PR #120, opened 2025-04-03
fix(scripts): fix-funds-to-treasury

Thoralf-M:
The funds are in a dynamic field now, also the folder needs to be created first if it doesn't exist yet

### DIFF
--- a/scripts/utils/utils.ts
+++ b/scripts/utils/utils.ts
@@ -231,6 +231,10 @@ export const prepareMultisigTx = async (tx: Transaction, network: string, addres
 		const output_location =
 			process.env.NODE_ENV === 'development' ? './tx/tx-data-local.txt' : './tx/tx-data.txt';
 
+		const dir = path.dirname(output_location);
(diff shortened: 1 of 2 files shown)


scripts/utils/utils.ts
```diff
@@ -231,6 +231,10 @@ export const prepareMultisigTx = async (tx: Transaction, network: string, addres
 		const output_location =
 			process.env.NODE_ENV === 'development' ? './tx/tx-data-local.txt' : './tx/tx-data.txt';
 
+		const dir = path.dirname(output_location);
+		if (!fs.existsSync(dir)) {
+			fs.mkdirSync(dir, { recursive: true });
+		}
```
thibault-martinez, line 237: Why is this necessary?

Thoralf-M: Without it failed for me because the folder didn't exist

`ENOENT: no such file or directory`

thibault-martinez (approved):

* * *

** Work required **
None of the records may be omitted or altered when they are given again.

** Result for this exercise **
PR #120, opened 2025-04-03
fix(scripts): fix-funds-to-treasury

Thoralf-M:
The funds are in a dynamic field now, also the folder needs to be created first if it doesn't exist yet

### DIFF
--- a/scripts/utils/utils.ts
+++ b/scripts/utils/utils.ts
@@ -231,6 +231,10 @@ export const prepareMultisigTx = async (tx: Transaction, network: string, addres
 		const output_location =
 			process.env.NODE_ENV === 'development' ? './tx/tx-data-local.txt' : './tx/tx-data.txt';
 
+		const dir = path.dirname(output_location);
(diff shortened: 1 of 2 files shown)


scripts/utils/utils.ts
```diff
@@ -231,6 +231,10 @@ export const prepareMultisigTx = async (tx: Transaction, network: string, addres
 		const output_location =
 			process.env.NODE_ENV === 'development' ? './tx/tx-data-local.txt' : './tx/tx-data.txt';
 
+		const dir = path.dirname(output_location);
+		if (!fs.existsSync(dir)) {
+			fs.mkdirSync(dir, { recursive: true });
+		}
```
thibault-martinez, line 237: Why is this necessary?

Thoralf-M: Without it failed for me because the folder didn't exist

`ENOENT: no such file or directory`

thibault-martinez (approved):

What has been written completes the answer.